Pensar en los demás no es olvidarse de sí mismo


Al caminar por la calle se encuentra uno de todo. Gente de todas las edades,
culturas y razas. No importa que el lugar sea la Quinta avenida de Nueva York, la Plaza del Zócalo en la Ciudad de Mexico o la Plaza del Sol madrileña.

El paso de cada quien revela un tanto sus preocupaciones, si bien depende del clima en ese día. Hay días de paseo, el sol brilla sin mucha intensidad y el aire apena sopla en la copa de los árboles dejando oír el canto de algunos pajaritos. Con días así nadie se resiste a dar un paseo, aunque ello implique llegar tarde a los deberes  cotidianos. Las preocupaciones ceden el paso a disfrutar del regalo climático.

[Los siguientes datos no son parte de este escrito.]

PR #2522, opened 2026-06-23
SY-3961: Arc Ranges (Create & End)

sy-nico:
# Issue Pull Request

## Linear Issue

[SY-3961](https://linear.app/synnax/issue/SY-3961)

## Description

Adds a `ranges` Arc stdlib module so automation programs can create and close Synnax ranges directly, on both the Go server runtime and the C++ driver.

Members:

* `ranges.create(name, color, parent)` creates a range that starts now and stays open (end at `TimeStampMax`), returning its key. `color` is optional and accepts hex (`#3bc454`), `rgb(r, g, b)`, or `rgba(r, g, b, a)`; an invalid color literal is flagged during analysis. `parent` is an optional parent range key that nests the new range under an existing one.
* `ranges.end(key)` sets the end bound of an existing range to now and returns the key, closing an open range.

Both members work in func form (`key := ranges.create("Burn")`) and flow form (`trigger -> ranges.create{name="Burn"}`).

Implementation notes:

* Registered in the Arc root, so the module resolves without extra wiring.
* `ranges.end` is atomic via `ranger.SetEnd` (retrieve, set end, write in one transaction) to avoid a read-modify-write race.
* Mirrored on the C++ driver runtime so range programs run on external racks the same as on the embedded server.
* `ranges.create` leaves the range color unset when none is given, kept consistent across Go (`*color.Color` nil) and C++ (`std::optional` empty) so a colorless range round-trips as `null`.

Scope decisions:

* `ranges.end` takes only `key` and always evaluates at now. An earlier attempt to allow computed expressions in flow brace inputs (e.g. `ranges.end{key, time.now() + 1h}`) was reverted because it added significant complexity and open design questions for marginal value; the supporting mechanism (synthetic expression nodes, `node.ResolveInputs`, `telem.Series.AtAny`) was removed.
* Dropped an earlier `ranges.start` member and the `create` time/label params to keep the surface minimal.

Tests:

* Go unit tests for the module, symbol signatures, WASM host functions, and analyzer color validation.
* C++ unit tests for `dispatch_create` / `dispatch_end` and node construction.
* Integration test `arc/stl_ranges` exercising both func and flow forms on the embedded driver and an external rack, asserting each range's start, end (now vs `TimeStampMax`), color (hex/rgb/rgba/none), and parent relationship.

## Basic Readiness

### Greptile Summary

This PR adds a `ranges` Arc stdlib module so automation programs can create and close Synnax ranges directly, implemented on both the Go server runtime (with a new atomic `ranger.SetEnd`) and the C++ driver (for external racks). A new `color.FromCSS` utility is added to both Go and C++ to validate and parse hex/rgb/rgba color strings at both analysis and runtime.

* `ranges.create(name, color?, parent?)` — creates an open range starting now (`end = TimeStampMax`), with optional color and parent-range nesting, returning the new key in both func and flow form.
* `ranges.end(key)` — closes the range by setting its end to now, with the Go server path wrapping the read-modify-write in a DB transaction (`SetEnd`) for atomicity; the C++ driver path uses a retrieve-modify-upsert over gRPC (explicitly noted in the doc comment as non-atomic, since the client API has no server-side transaction support).
* `color.FromCSS` — mirrors the same parsing logic and error messages across Go and C++, with analyzer integration that flags invalid color literals at analysis time before the program runs.

### Confidence Score: 4/5

Safe to merge; the only non-documentation issue is a bare `print()` call in the integration test framework that adds an unintended blank line to stdout on every log dump.

The implementation is well-structured and comprehensively tested — Go unit tests, C++ unit tests, and an integration test covering all color formats, parent nesting, and both func/flow execution forms. The `ranger.SetEnd` atomic transaction and the color parsing utilities are correct. The sole finding is a bare `print()` in `log_client.py`'s `dump()` method that sits outside the documented contract and appears to be leftover debug output.

integration/framework/log_client.py — the bare `print()` in `dump()` should be removed or documented if intentional.

### Important Files Changed

| Filename | Overview |
| -- | -- |
| core/pkg/service/arc/ranges/ranges.go | New Arc stdlib `ranges` module: implements `create` (open range) and `end` (close range) in both func and flow forms, with WASM host bindings, color/UUID validation, and analyzer color-literal hook. |
| core/pkg/service/ranger/service.go | Adds `SetEnd` — an atomic read-modify-write wrapped in a DB transaction that sets only the end timestamp of a range, preserving all other fields. |
| driver/arc/ranges/ranges.h | C++ mirror of the Go ranges module; `dispatch_end` uses a retrieve-modify-upsert (non-atomic, acknowledged in comment) since the gRPC client API has no server-side transaction support. |
| x/go/color/color.go | Adds `FromCSS` to the Go color package: parses '#'-prefixed hex or rgb()/rgba() strings, with channel/alpha range validation and clean error messages. |
| x/cpp/color/color.h | C++ counterpart of `FromCSS`/`from_hex`, implementing the same parsing logic and error messages as the Go version. |
| integration/tests/arc/stl_ranges.py | Integration test exercising all color formats (hex/rgb/rgba/none), parent relationship, and both func and flow forms for ranges.create/end. |
| integration/framework/log_client.py | Single-line change adds a bare `print()` to `dump()` that is not part of the documented contract and appears to be leftover debug output. |
| core/pkg/service/arc/task/factory.go | Wires the `ranger.Service` dependency into `FactoryConfig` with appropriate validation so the ranges module can be instantiated per task. |
| core/pkg/service/arc/task/task.go | Instantiates the ranges module during task startup and adds it to the node compound factory, consistent with how other modules (status, math) are registered. |

### Sequence Diagram

```mermaid
sequenceDiagram
    participant Arc as Arc Program
    participant Node as ranges Node (Go/C++)
    participant Dispatch as dispatch_create / dispatch_end
    participant RangerSvc as ranger.Service (Go)
    participant Client as synnax.Client (C++)
    participant DB as Database

    Note over Arc,DB: ranges.create flow
    Arc->>Node: trigger fires → createNode.Next()
    Node->>Dispatch: dispatchCreate(name, color, parent)
    Dispatch->>Dispatch: parse color (FromCSS)
    Dispatch->>Dispatch: parse parent UUID
    alt Go server runtime
        Dispatch->>RangerSvc: "NewWriter(nil).Create(ctx, &r)"
        RangerSvc->>DB: INSERT/UPSERT range
    else C++ driver runtime
        Dispatch->>Client: ranges.create(r)
        Client-->>DB: RPC → server upserts
    end
    Dispatch-->>Node: range key string
    Node-->>Arc: "Output(0) = key"

    Note over Arc,DB: ranges.end flow
    Arc->>Node: trigger fires → endNode.Next()
    Node->>Dispatch: dispatchEnd(key)
    Dispatch->>Dispatch: parse UUID
    alt Go server runtime (atomic)
        Dispatch->>RangerSvc: SetEnd(ctx, uid, Now())
        RangerSvc->>DB: BEGIN TX
        RangerSvc->>DB: SELECT range by key
        RangerSvc->>DB: "UPDATE range.end = now"
        RangerSvc->>DB: COMMIT
    else C++ driver runtime (RMW, not atomic)
        Dispatch->>Client: ranges.retrieve_by_key(uid)
        Client-->>Dispatch: range r
        Dispatch->>Dispatch: "r.time_range.end = now"
        Dispatch->>Client: ranges.create(r)
        Client-->>DB: RPC → server upserts
    end
    Dispatch-->>Node: key string
    Node-->>Arc: "Output(0) = key"
```

```mermaid
sequenceDiagram
    participant Arc as Arc Program
    participant Node as ranges Node (Go/C++)
    participant Dispatch as dispatch_create / dispatch_end
    participant RangerSvc as ranger.Service (Go)
    participant Client as synnax.Client (C++)
    participant DB as Database

    Note over Arc,DB: ranges.create flow
    Arc->>Node: trigger fires → createNode.Next()
    Node->>Dispatch: dispatchCreate(name, color, parent)
    Dispatch->>Dispatch: parse color (FromCSS)
    Dispatch->>Dispatch: parse parent UUID
    alt Go server runtime
        Dispatch->>RangerSvc: "NewWriter(nil).Create(ctx, &r)"
        RangerSvc->>DB: INSERT/UPSERT range
    else C++ driver runtime
        Dispatch->>Client: ranges.create(r)
        Client-->>DB: RPC → server upserts
    end
    Dispatch-->>Node: range key string
    Node-->>Arc: "Output(0) = key"

    Note over Arc,DB: ranges.end flow
    Arc->>Node: trigger fires → endNode.Next()
    Node->>Dispatch: dispatchEnd(key)
    Dispatch->>Dispatch: parse UUID
    alt Go server runtime (atomic)
        Dispatch->>RangerSvc: SetEnd(ctx, uid, Now())
        RangerSvc->>DB: BEGIN TX
        RangerSvc->>DB: SELECT range by key
        RangerSvc->>DB: "UPDATE range.end = now"
        RangerSvc->>DB: COMMIT
    else C++ driver runtime (RMW, not atomic)
        Dispatch->>Client: ranges.retrieve_by_key(uid)
        Client-->>Dispatch: range r
        Dispatch->>Dispatch: "r.time_range.end = now"
        Dispatch->>Client: ranges.create(r)
        Client-->>DB: RPC → server upserts
    end
    Dispatch-->>Node: key string
    Node-->>Arc: "Output(0) = key"
```

Reviews (1): Last reviewed commit: ["Merge remote-tracking branch < />origin/rc< />..."](<https://github.com/synnaxlabs/synnax/commit/c960b235c647dcd66efd510a41fc6aa55d271b83>) | [Re-trigger Greptile](<https://app.greptile.com/api/retrigger?id=39397705>)

<h3>Greptile Summary</h3>

This PR adds a `ranges` Arc stdlib module that lets automation programs create and close Synnax ranges directly, implemented symmetrically on the Go server runtime and the C++ driver. A new `color.FromCSS` utility (Go + C++) parses hex/rgb/rgba color strings, with analyzer-time validation so invalid color literals are flagged before the program runs.

- **`ranges.create(name, color?, parent?)`** — creates an open range starting now (`end = TimeStampMax`), with optional color and parent-range nesting, returning the new key in both func and flow form.
- **`ranges.end(key)`** — closes a range by setting its end to now; the Go server path wraps the read-modify-write in a gorp `ChangeErr` (DB-level atomic update), and the C++ driver path calls the new `RangeSetEndService` gRPC endpoint which runs the same atomic `SetEnd` on the server.
- **`color.FromCSS`** — mirrors the same parsing logic across Go and C++ with analyzer integration that flags invalid color literals at analysis time; both runtimes consistently reject invalid inputs, though `std::stod` and `strconv.ParseFloat` diverge on malformed multi-dot alpha strings (both still reject the input, but with different error messages).

Safe to merge; all new code paths are well-tested with Go unit tests, C++ unit tests, and an integration test covering every color format, parent nesting, and both func/flow forms.

The ranges module, atomic SetEnd, and color parsing are all implemented correctly. The new gRPC SetEnd endpoint is wired symmetrically on both the Go and C++ sides, the analyzer color-validation hook matches runtime behavior, and the ChangeErr-based update preserves start and other range fields. No logic errors or missing guards were found in the changed paths.

x/cpp/color/color.cpp — std::stod accepts a malformed alpha like '1.2.3' as 1.2 where Go's strconv.ParseFloat rejects the whole string; a minor message divergence between runtimes on an already-invalid input.

| Filename | Overview |
|----------|----------|
| core/pkg/service/arc/ranges/ranges.go | New Arc stdlib ranges module — implements create and end in func/flow forms with WASM host bindings, color/UUID validation, and analyzer color-literal hook; logic is correct and well-tested. |
| core/pkg/service/ranger/writer.go | Adds SetEnd — atomic read-modify-write using gorp's ChangeErr with start/end validation; mirrors the existing Rename pattern and is thoroughly tested. |
| x/go/color/color.go | Adds FromCSS with hex and rgb/rgba parsing; regex correctly limits channel digits to 1-3, ParseUint with bitSize=8 enforces 0-255, and alpha 0-1 is checked after float parse. |
| x/cpp/color/color.cpp | C++ counterpart of FromCSS; logic mirrors Go closely except std::stod parses '1.2.3' as 1.2 (triggering 'alpha must be 0-1') while Go's ParseFloat rejects the string entirely ('invalid rgb alpha') — a minor behavioral divergence on an already-invalid input. |
| driver/arc/ranges/ranges.h | C++ mirror of the Go ranges module; dispatch_end correctly calls the new atomic set_end gRPC endpoint rather than doing a manual retrieve-modify-upsert. |
| core/pkg/transport/grpc/ranger/handler.go | Adds setEndServer and setEndRequestTranslator using the same pattern as existing rename/delete translators; correctly wires the new gRPC service into the compound transport. |
| integration/tests/arc/stl_ranges.py | Integration test exercising all color formats, parent nesting, and func/flow forms; uses toleranced timestamp comparison for the ranges.end case and verifies parent relationship via ontology children. |
| core/pkg/service/arc/task/factory.go | Adds Ranger *ranger.Service to FactoryConfig with override and validation, consistent with existing config fields. |
| docs/site/src/pages/reference/control/arc/reference/standard-library/ranges.mdx | New documentation page for the ranges module; parameters, types, and code examples are accurate and navigation links are correctly updated in math.mdx and status.mdx. |

<h3>Sequence Diagram</h3>

```mermaid
sequenceDiagram
    participant Arc as Arc Program
    participant Node as ranges Node (Go/C++)
    participant RangerSvc as ranger.Service (Go)
    participant SetEndGRPC as RangeSetEndService (gRPC)
    participant DB as Database

    Note over Arc,DB: ranges.create
    Arc->>Node: trigger → createNode.Next()
    Node->>Node: color.FromCSS / x::color::from_css()
    Node->>Node: uuid.Parse(parent)
    Node->>RangerSvc: "NewWriter(nil).Create(ctx, &r)"
    RangerSvc->>DB: "INSERT range (start=now, end=TimeStampMax)"
    DB-->>Node: r.Key assigned
    Node-->>Arc: "Output(0) = key string"

    Note over Arc,DB: ranges.end (Go server runtime)
    Arc->>Node: trigger → endNode.Next()
    Node->>Node: uuid.Parse(key)
    Node->>RangerSvc: NewWriter(nil).SetEnd(ctx, uid, now)
    RangerSvc->>DB: UPDATE via ChangeErr (atomic read-modify-write)
    DB-->>Node: ok
    Node-->>Arc: "Output(0) = key string"

    Note over Arc,DB: ranges.end (C++ driver runtime)
    Arc->>Node: trigger → EndRange::next()
    Node->>Node: x::uuid::UUID::parse(key)
    Node->>SetEndGRPC: ranges.set_end(uid, now)
    SetEndGRPC->>RangerSvc: SetEnd(ctx, key, end) [atomic on server]
    RangerSvc->>DB: UPDATE via ChangeErr (atomic read-modify-write)
    DB-->>Node: ok
    Node-->>Arc: "Output(0) = key string"
```

</a>
<a href="#gh-dark-mode-only">

```mermaid
sequenceDiagram
    participant Arc as Arc Program
    participant Node as ranges Node (Go/C++)
    participant RangerSvc as ranger.Service (Go)
    participant SetEndGRPC as RangeSetEndService (gRPC)
    participant DB as Database

    Note over Arc,DB: ranges.create
    Arc->>Node: trigger → createNode.Next()
    Node->>Node: color.FromCSS / x::color::from_css()
    Node->>Node: uuid.Parse(parent)
    Node->>RangerSvc: "NewWriter(nil).Create(ctx, &r)"
    RangerSvc->>DB: "INSERT range (start=now, end=TimeStampMax)"
    DB-->>Node: r.Key assigned
    Node-->>Arc: "Output(0) = key string"

    Note over Arc,DB: ranges.end (Go server runtime)
    Arc->>Node: trigger → endNode.Next()
    Node->>Node: uuid.Parse(key)
    Node->>RangerSvc: NewWriter(nil).SetEnd(ctx, uid, now)
    RangerSvc->>DB: UPDATE via ChangeErr (atomic read-modify-write)
    DB-->>Node: ok
    Node-->>Arc: "Output(0) = key string"

    Note over Arc,DB: ranges.end (C++ driver runtime)
    Arc->>Node: trigger → EndRange::next()
    Node->>Node: x::uuid::UUID::parse(key)
    Node->>SetEndGRPC: ranges.set_end(uid, now)
    SetEndGRPC->>RangerSvc: SetEnd(ctx, key, end) [atomic on server]
    RangerSvc->>DB: UPDATE via ChangeErr (atomic read-modify-write)
    DB-->>Node: ok
    Node-->>Arc: "Output(0) = key string"
```

</a>

<sub>Reviews (3): Last reviewed commit: ["Merge remote-tracking branch &#39;origin/rc&#39;..."](https://github.com/synnaxlabs/synnax/commit/edf8afa7addea0d13826084aca0f8ebb02f3e245) | [Re-trigger Greptile](https://app.greptile.com/api/retrigger?id=39397705)</sub>


sy-nico:
Color selector works without any additional changes:
image

integration/framework/log_client.py
```diff
@@ -165,6 +165,7 @@ def dump(self) -> None:
         """Emit all buffered entries to sinks, then clear the buffer."""
         for entry in self._buffer:
             self._emit(entry)
+        print()
```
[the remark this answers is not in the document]
sy-nico: Added on purpose as a way to add spacing between the dump and the next output set. Light addition that requires no comment and should not impact review.

sy-nico:
@greptile, rerun. Comment addressed as non-issue.

core/pkg/service/ranger/service.go
```diff
@@ -195,3 +196,16 @@ func (s *Service) RetrieveParentKey(
 	}
 	return KeyFromOntologyID(resources[0].ID)
 }
+
+// SetEnd atomically sets the end bound of the range with the given key, preserving all
+// other fields. Returns query.ErrNotFound if no range with the key exists.
+func (s *Service) SetEnd(ctx context.Context, key Key, end telem.TimeStamp) error {
```
pjdotson: this should be a method on the `Writer` like `Rename`

core/pkg/service/ranger/set_end_test.go
```diff
@@ -0,0 +1,64 @@
...
+import (
+	"github.com/google/uuid"
+	. "github.com/onsi/ginkgo/v2"
+	. "github.com/onsi/gomega"
+	"github.com/synnaxlabs/synnax/pkg/service/ranger"
+	"github.com/synnaxlabs/x/query"
+	"github.com/synnaxlabs/x/telem"
+)
+
+var _ = Describe("SetEnd", func() {
```
pjdotson: this should be in `writer_test.go`

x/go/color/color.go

Es así cómo se producen los encuentros con otras personas, nuevas o viejos amigos. Y se puede hablar de todo, incluso del día de nuestra marcha definitiva.

No siempre se encuentra uno con los demás cuando quiere. Por eso vale la pena acordarse de ellos y pensar en aquello que les agrada, para que, si se presenta la ocasión, podamos alegrarnos de su presencia e interesarnos de veras en su vida y ver en qué le podemos ayudar.

Todos los hombres tenemos un fin, el mismo fin, pero no siempre queremos saber de qué se trata. Para eso son los buenos amigos, para ayudar a encontrar ese fin, pues, al fin y al cabo, se trata de la felicidad. Nadie verdaderamente amigo escondería esta verdad a quien quiere lo mejor para él. 

En resumen, se trata de acompañar a quienes en esos encuentros, casuales o no, entran en esa esfera de contactos y quizá nadie les ha dicho la verdad del asunto. 

Si uno se preocupa por los demás no se olvida de sí mismo, pues repercute en alegría personal esos encuentros cuando se procura el bien del otro.